Letzteres gilt auch für den Automobilsektor: Nach Angaben der Universidad de Santiago wurden im 1. Halbjahr 2023 in Chile nur 780 E-Autos verkauft. Das entspricht weniger als 0,4 Prozent aller Autoverkäufe. Abgesehen vom Preis schreckt potenzielle Kunden das Fehlen von Ladestationen. Hinzu kommen die eher niedrigen Kraftstoffpreise. Diesel beispielsweise kostete laut Internationaler Energieagentur in Chile 2022 im Schnitt 12 Prozent weniger als in Brasilien. 

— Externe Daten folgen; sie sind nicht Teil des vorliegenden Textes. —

PR #139, opened 2014-12-23
do all configuration through environment variables

afeld:
Per @dlapiduz's comment in https://github.com/18F/C2/pull/137#issuecomment-67983337, this PR includes a handful of things:

* Everything that needs to be configurable can be done so through environment variables
* Better naming of environment variables
* Switch to supporting a `.env` file instead of `config/environment_variables.yml` and `config/feature_flags.yml`
* Document optional environment variables
* Remove unused environment variables

TODOs before merging/deploying:

* [x] Corresponding changes in cloud-cutter
* [ ] Update configs in S3
* [ ] Verify that assets work in emails


monfresh:
I came across this while browsing on govcode.org, and wanted to let @afeld know about the excellent [Figaro](https://github.com/laserlemon/figaro) gem, which is my preferred way of managing config vars, and it already comes with a way to define required keys.

afeld:
> I came across this while browsing on govcode.org

Helping 18F Find 18F Since 2014 :wink: 

> the excellent Figaro gem, which is my preferred way of managing config vars

Looked into it a *bit* at the time, but probably worth seeing what it can simplify. Thanks!

https://www.pivotaltracker.com/story/show/87317434

PR #149, opened 2014-12-31
add Capistrano

afeld:
Currently a simple `uptime` script as a proof-of-concept, but I want to add more of the things listed in https://github.com/18F/C2/pull/148#issue-53166287.

### DIFF
--- a/Capfile
+++ b/Capfile
@@ -1,5 +1,6 @@
 # Load DSL and set up stages
 require 'capistrano/setup'
+require_relative 'lib/capistrano/server_with_nat'
 
 # Include tasks from other gems included in your Gemfile
 #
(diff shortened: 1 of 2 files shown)


dlapiduz:
@afeld I am a bit late but can you tell me a bit of what sort of tasks you need to do with ssh?

afeld:
Commands I was planning to add, in order of developer usefulness:

1. Open a Rails console
1. Pull (a scrubbed copy of?) the production database to the local machine
1. Open an bash console (for troubleshooting asset compilations, etc.)

Read-only for all of these things is totally fine. Happy to consider alternate approaches!

phirefly:
Can we invoke this from the cap script? https://www.pivotaltracker.com/story/show/83707776

afeld:
Totes :smiley: Or at the very least 2. would allow us to do it locally.

PR #150, opened 2015-01-02
81528646 whsc web approval status

phirefly:
Added approval status into web layout view


app/views/shared/_linear_approval_status.html.erb
```diff
@@ -0,0 +1,46 @@
...
+                <%- last_status = approval.status %>
+                <%- end %>
+              </table>
+            </td>
+          </tr>
+        </table>
+      </td>
+    </tr>
+  </table>
+</div>
```
afeld: Can we share the existing [`_email_status`](https://github.com/18F/C2/blob/ce06e1558bafd0a4da2483a546692385677c1208/app/views/communicart_mailer/_email_status.html.erb) template?

app/views/shared/_approval_status.html.erb
```diff
@@ -0,0 +1,9 @@
+<%- if @cart.flow == 'linear' %>
+  <%= render partial: "shared/linear_approval_status" %>
+<%- else %>
+  <div class="col-md-4  col-xs-12 communicart_description">
+    <div class="purchase-status">
+      <h5 class="<%= @cart.status %>"><%= @cart.display_status %></h5>
+    </div>
+  </div>
+<%- end %>
```
afeld: Created a story with an idea to avoid this split: https://www.pivotaltracker.com/story/show/85405198

app/views/shared/_linear_approval_status.html.erb
phirefly: The email_status template used to be shared but we split them up into web and email versions. The rationale was that we can refactor the web version to a table-free version that would more easily work with responsive markup. @sashax, additional thoughts?

sashax:
I'm confused about whether the proposed file: _linear_approval_status.html.erb is supposed to be an email or web partial. It *looks* as if the partial's being used in a web view, in which case we may have problems with responsiveness, since it's using tables. 

I *believe* @afeld is advocating we combine linear and parallel approval views, not (necessarily) that we combine mail and web templates. I have no real opinion on the former, other than it may be premature optimization (since as I understand it we have no actual parallel-approval-process-using customers), but I believe we probably have to continue to provide both email and responsive layouts for each partial (unless we make the decision to punt on responsiveness, of course). This said, it may be that we can get away with using tables for layout in this specific case.

phirefly:
Yes, _linear_approval_status.html.erb is a web partial. My understanding was that we were keeping mailer partials under `views/communicart_mailer`. Correct me if I'm wrong. 

Not sure if I'm misunderstanding your statement about not having a parallel-approval-process-using customer, but the Navigator team is using parallel approvals.

A couple of things I would be in favor of:
* Combining linear and parallel views into one but having separate views for the web and email markup. I am currently splitting the linear/parallel views within the web layout but am happy to merge the two.
* Keeping tables in the web views (approval_status and linear_approval_status in app/views/shared) for this story but creating one specifically focused on responsive layouts for the email status. That said, I'm happy to just piggyback that effort onto this, too. :)

Additional thoughts?

afeld:
I don't feel strongly about whether to share the mailer+web templates or not. The styles are shared at this point, right? In other words, the templates would need to stay in sync anyway. If this is the case, I say we keep them shared (for now), but it would probably make sense to split them in the long run.

> advocating we combine linear and parallel approval views... may be premature optimization

:+1: A separate task, at least.

phirefly:
Updated with suggestions. Let me know if any stories need to be added (I think we go them all) or any other feedback. Otherwise. I'm good to merge.

PR #151, opened 2015-01-05
get rid of views/shared/

afeld:
In response to https://github.com/18F/C2/pull/150, it was a bit confusing what the partials were being "shared" by, so moved them into more appropriate directories.


phirefly:
:+1: 
Will update https://github.com/18F/C2/pull/150 accordingly

PR #154, opened 2015-01-05
[#85360084] add fake budget approver(s) to WHSC requests

afeld:


phirefly:
To your earlier point, should the email be in the repo? Can we pull the emails out into a client config of sorts?

afeld:
Refactored, and made the emails optionally configurable – defaults should work across our [deploys](http://12factor.net/codebase), but are overridable. Does that work for you, or would you prefer that they weren't in the repo at all?

phirefly:
:ship: it

PR #158, opened 2015-01-07
Conditionally display the portal link

phirefly:
While testing, I realized the 'Back to main portal' link is showing up on the homepage as well as on the very page it links to. Added a quick way to handle this.

### DIFF
--- a/app/views/layouts/_communicart_header.html.erb
+++ b/app/views/layouts/_communicart_header.html.erb
@@ -32,6 +32,8 @@
   </div>
 </div>
 
-<ul id='breadcrumb-nav'>
-  <li><%= link_to "Back to main portal", carts_path %></li>
-</ul>
+<%- unless excluded_portal_link %>
+  <ul id='breadcrumb-nav'>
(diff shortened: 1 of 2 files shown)


app/views/layouts/_communicart_header.html.erb
```diff
@@ -32,6 +32,8 @@
   </div>
 </div>
 
-<ul id='breadcrumb-nav'>
-  <li><%= link_to "Back to main portal", carts_path %></li>
-</ul>
+<%- unless excluded_portal_link %>
```
afeld: How about `unless current_path == carts_path`?

phirefly: :+1:

phirefly: I still want to exclude the home page so would need to keep this within the excluded_portal_link method

phirefly: `current_path` may have been deprecated. I found `current_page?(carts_path)` [here](http://apidock.com/rails/ActionView/Helpers/UrlHelper/current_page%3F)

PR #161, opened 2015-01-13
Reject button

sashax:


app/helpers/communicart_mailer_helper.rb
```diff
@@ -14,12 +14,12 @@ def generate_bookend_class(index, count)
     end
   end
 
-  def approve_all_url(approval)
+  def approve_all_url(approval, approve = true)
```
afeld: Can we make a `reject_cart_url` method instead?

afeld:
Just the one comment – otherwise :shipit:!

Tangential question, but is there an ability to leave a comment after approval/rejection? If not, we should support that through the web flow too.

phirefly:
Yep, comments can be created through the web on the carts show page.

app/views/communicart_mailer/cart_notification_email.html.erb
```diff
@@ -31,7 +31,9 @@
     <tr id="approval-actions">
       <td colspan=2 align="center">
         <p>
-          <%= link_to "Approve all items with one click", approve_all_url(@approval), class: 'form-button' %>
+          <%= link_to "Approve all items with one click", approve_all_url(@approval, true), class: 'form-button' %>
+          <%= link_to "Reject all items with one click", approve_all_url(@approval, false), class: 'form-button' %>
```
phirefly: I would be in favor of these two updates:
* de-emphasizing the rejection action a bit by having a normal link. The easy way to do this may be to just remove the class, so that it isn't a button. Sorry, I did add the comment to make this a link in story but it mentions a button in the description.

* Just updating the text to say 'Reject all items', again to simplify it.

Outside of these two comments, :shipit: 
Thanks @sashax!

afeld: Could the buttons just say "approve" and "reject"? Pretty sure we don't have item-level rejection at this point anyway.

app/helpers/communicart_mailer_helper.rb
sashax: I had it that way originally. Problem is that we end up with two methods with 75% identical code, or another layer of helper indirection. I don't feel immensely strongly about it, but I'm not sure either is an improvement over what's there.

app/views/communicart_mailer/cart_notification_email.html.erb
sashax: I will include both y'alls suggestions.

app/helpers/communicart_mailer_helper.rb
afeld: How about `def approval_action_url(approval, action = 'approve')`?

app/helpers/communicart_mailer_helper.rb
```diff
@@ -14,12 +14,12 @@ def generate_bookend_class(index, count)
     end
   end
 
-  def approve_all_url(approval)
+  def approve_all_url(approval, action = 'approve')
```
afeld: Last thing! Can we update the method name, since it's not always for approvals?

PR #166, opened 2015-01-14
Sort carts by date so most recentest is on top.

sashax:


sashax:
https://www.pivotaltracker.com/story/show/86073814

PR #168, opened 2015-01-14
85857380 fix total amount display

phirefly:
• Updated #total_price to consider a cart's `origin` property
• Remove custom currency helpers in favor of Rails `number_to_currency`

### DIFF
--- a/app/decorators/cart_decorator.rb
+++ b/app/decorators/cart_decorator.rb
@@ -2,8 +2,13 @@ class CartDecorator < Draper::Decorator
   delegate_all
 
   def total_price
-    price = object.cart_items.reduce(0) do |sum,citem| sum + citem.quantity * citem.price end
-    Float("%0.02f" % price)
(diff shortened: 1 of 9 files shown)


app/decorators/cart_decorator.rb
```diff
@@ -2,8 +2,11 @@ class CartDecorator < Draper::Decorator
   delegate_all
 
   def total_price
-    price = object.cart_items.reduce(0) do |sum,citem| sum + citem.quantity * citem.price end
-    Float("%0.02f" % price)
+    if self.getProp('origin') == 'ncr'
+      self.getProp('amount').to_f
+    else
+      object.cart_items.reduce(0) { |sum,citem| sum + citem.quantity * citem.price }
+    end
```
afeld: This is a case where having separate decorator classes would be useful for the different origins, but we can tackle that in the Proposal refactoring.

Dabei hatte die Regierung in Santiago schon im Oktober 2021 eine Elektromobilitätsstrategie verabschiedet und diese 2022 mit dem Gesetz zur Elektromobilität unterfüttert. Ab 2035 sollen leichte und mittelschwere Automobile nur noch als E-Version verkauft werden. Gleiches gilt für alle Bereiche des öffentlichen Transports (Busse, Taxis) und bewegliche Maschinen (etwa im Bergbau).

Fortschritte erzielte Chile in den vergangenen Jahren bei der Elektrifizierung des öffentlichen Busverkehrs in der Region um die Hauptstadt Santiago de Chile. Zudem könnte das zunehmende Engagement chinesischer Firmen beim Abbau von Lithium und dem Aufbau von Batteriewertschöpfungsketten der E-Mobilität in dem Andenstaat künftig Auftrieb verleihen.

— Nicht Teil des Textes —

PR #171, opened 2015-01-26
86223830 fix placeholder approvals

phirefly:
Fixed bug that displays placeholder text instead of actual approval information

### DIFF
--- a/app/views/communicarts/approval_response.html.haml
+++ b/app/views/communicarts/approval_response.html.haml
@@ -1,7 +1,0 @@
-!!!
-%head
-  %title= "Communicart: Approval"
-%html
-
-  %body.communicart-notification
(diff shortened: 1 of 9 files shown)


app/views/communicarts/approval_response.html.haml
```diff
@@ -1,7 +0,0 @@
-!!!
-%head
-  %title= "Communicart: Approval"
-%html
-
-  %body.communicart-notification
-= render partial: "carts/cart", locals: {cart: @cart, title: "Cart #{@cart.id}"}
```
afeld: Are we trying to move away from HAML?

phirefly: I prefer haml, but the general consensus from other has been to kill it. I went ahead and converted since I was in the template.

PR #66, opened 2023-06-03
Fix type of KroneckerProductLinearOperator.linear_ops (in some cases)

Balandat:
https://github.com/cornellius-gp/linear_operator/pull/62 introduced an inconsistency of the `linear_ops` property of `KroneckerProductLinearOperator` (by making it a `list` rather than a `tuple` in some cases). This broke some downstream usage of this that relied on this being a tuple.


Balandat:
(could probably have been avoided by better unit test coverage...)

Industrie, Bergbau und Bau müssen energieeffizienter werden

Auch in der Industrie, dem Bergbau und Bausektor ist noch viel Luft nach oben. Und die Unternehmen dürfen nicht untätig bleiben, denn das chilenische Energieeffizienz-Gesetz verpflichtet die Sektoren zur Drosselung des Energieverbrauchs um 10 Prozent bis 2030 und um 35 Prozent bis 2050.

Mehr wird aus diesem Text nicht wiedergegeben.